#### PROBLEM TO SOLVE
Transcribe every record below word for word.

:: MATERIALS PROVIDED

PR #543, opened 2025-07-08
Refactor weight checkpointing

mikasenghaas:


src/zeroband/training/orchestrator/client.py
```diff
@@ -8,6 +8,7 @@
 from vllm.entrypoints.openai.api_server import TokenizeResponse
 
 from zeroband.training.orchestrator.config import ClientConfig, ModelConfig, SamplingConfig
+from zeroband.training.weights import WeightCheckpointManager
```
samsja: lets not create coupling and recreate the function on this side (like we used to do between inference and training)

src/zeroband/training/orchestrator/client.py
```diff
@@ -61,7 +62,7 @@ async def reload_weights(client: AsyncOpenAI, path: Path, step: int) -> None:
     """Make a HTTP post request to the vLLM server to reload the weights."""
     logger = get_logger()
     url = str(client.base_url)[:-4] + "/reload_weights"
-    model_path = path / f"step_{step}" / "pytorch_model.bin"
+    model_path = WeightCheckpointManager.get_model_path(path, step)
```
samsja: I don't like this pattern, too much coupling for a simple string manipulation

src/zeroband/training/orchestrator/utils.py
```diff
@@ -51,7 +52,7 @@ def parse_completions(chat_completions: list[ChatCompletion]) -> list[str]:
 
 
 def wait_for_weight_checkpoint(path: Path, step: int, interval: int = 1, log_interval: int = 10) -> None:
-    model_path = Path(path) / f"step_{step}" / "pytorch_model.bin"
+    model_path = WeightCheckpointManager.get_model_path(path, step)
```
samsja: same lets remove

src/zeroband/training/orchestrator/client.py
samsja: otherwise we can create a very simple helper func that does this outisde of the classs

src/zeroband/training/train.py
```diff
@@ -274,10 +272,8 @@ def train(config: TrainingConfig):
         optimizer.zero_grad()
 
         # Save the weight checkpoint
-        step_path = Path(config.weights.path) / f"step_{progress.step + 1}"
         save_weights_start_time = time.time()
-        model_path = save_weight_checkpoint(model, tokenizer, step_path, async_save=config.weights.save_async)
-        active_weight_checkpoint_paths.append(step_path)
+        model_path = weight_ckpt_manager.save(model, tokenizer, step=progress.step + 1)
```
samsja: why + 1 here ? Lets add comment to explain it

src/zeroband/training/train.py
```diff
@@ -286,16 +282,8 @@ def train(config: TrainingConfig):
...
-        candidate_weight_step_to_delete = int(candidate_path_to_delete.name.split("_")[-1])
-        keep_for_eval = config.weights.interval and candidate_weight_step_to_delete % config.weights.interval == 0
-        # For checkpointing step x, we need all weight checkpoints in [x-async_level, x] (for logprob model)
-        # To get [n-k, n] with interval n and buffer k over all natural numbers x, we use the condition (n - (x % n)) % n <= k
-        keep_for_ckpt = config.ckpt and (config.ckpt.interval - (candidate_weight_step_to_delete % config.ckpt.interval)) % config.ckpt.interval <= config.async_level 
-        if not (keep_for_eval or keep_for_ckpt):
-            logger.debug(f"Removing past weight checkpoint {candidate_path_to_delete} ({keep_for_eval=}, {keep_for_ckpt=})")
-            shutil.rmtree(candidate_path_to_delete, ignore_errors=True)
+        candidate_step = max(progress.step - (config.async_level + 1), 0)
+        weight_ckpt_manager.clean(candidate_step)
```
samsja: this feel off, I would hide this logic inside the clean function. The clean() should take progress.step as input

src/zeroband/training/orchestrator/client.py
mikasenghaas: hm, yeah, the idea obviously was that this is in fact shared logic and so if we define it in one place there's no chance of a mismatch between creator and consumer

mikasenghaas: but yea the import from train is not nice

src/zeroband/training/weights.py
```diff
@@ -1,82 +1,146 @@
...
+        1. The step is an evaluation step (e.g. step % weights.interval == 0)
+        2. The step is a checkpoint step or at most async_level steps earlier
+        """
+        if self.config.save_async:
+            thread = threading.Thread(
+                target=self._clean,
+                args=(step,),
+                name=f"weight-checkpoint-clean-{step}",
+            )
+            thread.start()
```
samsja: Now that we have a class I would add the thread to a list of thread we could decide later to handle the termination of this threads. for now its fine

src/zeroband/training/train.py
mikasenghaas: its bc of the step definition. at any train step t, we are working we update from t to t+1. at the time of writing the ckpt we have alredy updated the model but the step counter. if we update the step counter at the time of model update (which feels natural) all logs after will have a diff step, and so our "step definition" changes in mid loop. have discussed this with jack and length and he wants it like this haha

src/zeroband/training/train.py
mikasenghaas: ah yea maybe correct. the reason for this is that if felt the cleaner interface is to guarantee that if you call clean on a step then you actually want to clean that step (and not the async off step). let me know if i should change, i dont mind too much

src/zeroband/training/weights.py
mikasenghaas: ah yea, probably makes sense to review thread safety in general for this kinda stuff. i also feel like we might have race conditions in the current logic but for now i just copied the logic we had

src/zeroband/training/orchestrator/client.py
samsja: I don't like the class, I would be fine with a function that import from train

samsja (approved):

::::

#### OUTPUT BELOW
PR #543, opened 2025-07-08
Refactor weight checkpointing

mikasenghaas:


src/zeroband/training/orchestrator/client.py
```diff
@@ -8,6 +8,7 @@
 from vllm.entrypoints.openai.api_server import TokenizeResponse
 
 from zeroband.training.orchestrator.config import ClientConfig, ModelConfig, SamplingConfig
+from zeroband.training.weights import WeightCheckpointManager
```
samsja: lets not create coupling and recreate the function on this side (like we used to do between inference and training)

src/zeroband/training/orchestrator/client.py
```diff
@@ -61,7 +62,7 @@ async def reload_weights(client: AsyncOpenAI, path: Path, step: int) -> None:
     """Make a HTTP post request to the vLLM server to reload the weights."""
     logger = get_logger()
     url = str(client.base_url)[:-4] + "/reload_weights"
-    model_path = path / f"step_{step}" / "pytorch_model.bin"
+    model_path = WeightCheckpointManager.get_model_path(path, step)
```
samsja: I don't like this pattern, too much coupling for a simple string manipulation

src/zeroband/training/orchestrator/utils.py
```diff
@@ -51,7 +52,7 @@ def parse_completions(chat_completions: list[ChatCompletion]) -> list[str]:
 
 
 def wait_for_weight_checkpoint(path: Path, step: int, interval: int = 1, log_interval: int = 10) -> None:
-    model_path = Path(path) / f"step_{step}" / "pytorch_model.bin"
+    model_path = WeightCheckpointManager.get_model_path(path, step)
```
samsja: same lets remove

src/zeroband/training/orchestrator/client.py
samsja: otherwise we can create a very simple helper func that does this outisde of the classs

src/zeroband/training/train.py
```diff
@@ -274,10 +272,8 @@ def train(config: TrainingConfig):
         optimizer.zero_grad()
 
         # Save the weight checkpoint
-        step_path = Path(config.weights.path) / f"step_{progress.step + 1}"
         save_weights_start_time = time.time()
-        model_path = save_weight_checkpoint(model, tokenizer, step_path, async_save=config.weights.save_async)
-        active_weight_checkpoint_paths.append(step_path)
+        model_path = weight_ckpt_manager.save(model, tokenizer, step=progress.step + 1)
```
samsja: why + 1 here ? Lets add comment to explain it

src/zeroband/training/train.py
```diff
@@ -286,16 +282,8 @@ def train(config: TrainingConfig):
...
-        candidate_weight_step_to_delete = int(candidate_path_to_delete.name.split("_")[-1])
-        keep_for_eval = config.weights.interval and candidate_weight_step_to_delete % config.weights.interval == 0
-        # For checkpointing step x, we need all weight checkpoints in [x-async_level, x] (for logprob model)
-        # To get [n-k, n] with interval n and buffer k over all natural numbers x, we use the condition (n - (x % n)) % n <= k
-        keep_for_ckpt = config.ckpt and (config.ckpt.interval - (candidate_weight_step_to_delete % config.ckpt.interval)) % config.ckpt.interval <= config.async_level 
-        if not (keep_for_eval or keep_for_ckpt):
-            logger.debug(f"Removing past weight checkpoint {candidate_path_to_delete} ({keep_for_eval=}, {keep_for_ckpt=})")
-            shutil.rmtree(candidate_path_to_delete, ignore_errors=True)
+        candidate_step = max(progress.step - (config.async_level + 1), 0)
+        weight_ckpt_manager.clean(candidate_step)
```
samsja: this feel off, I would hide this logic inside the clean function. The clean() should take progress.step as input

src/zeroband/training/orchestrator/client.py
mikasenghaas: hm, yeah, the idea obviously was that this is in fact shared logic and so if we define it in one place there's no chance of a mismatch between creator and consumer

mikasenghaas: but yea the import from train is not nice

src/zeroband/training/weights.py
```diff
@@ -1,82 +1,146 @@
...
+        1. The step is an evaluation step (e.g. step % weights.interval == 0)
+        2. The step is a checkpoint step or at most async_level steps earlier
+        """
+        if self.config.save_async:
+            thread = threading.Thread(
+                target=self._clean,
+                args=(step,),
+                name=f"weight-checkpoint-clean-{step}",
+            )
+            thread.start()
```
samsja: Now that we have a class I would add the thread to a list of thread we could decide later to handle the termination of this threads. for now its fine

src/zeroband/training/train.py
mikasenghaas: its bc of the step definition. at any train step t, we are working we update from t to t+1. at the time of writing the ckpt we have alredy updated the model but the step counter. if we update the step counter at the time of model update (which feels natural) all logs after will have a diff step, and so our "step definition" changes in mid loop. have discussed this with jack and length and he wants it like this haha

src/zeroband/training/train.py
mikasenghaas: ah yea maybe correct. the reason for this is that if felt the cleaner interface is to guarantee that if you call clean on a step then you actually want to clean that step (and not the async off step). let me know if i should change, i dont mind too much

src/zeroband/training/weights.py
mikasenghaas: ah yea, probably makes sense to review thread safety in general for this kinda stuff. i also feel like we might have race conditions in the current logic but for now i just copied the logic we had

src/zeroband/training/orchestrator/client.py
samsja: I don't like the class, I would be fine with a function that import from train

samsja (approved):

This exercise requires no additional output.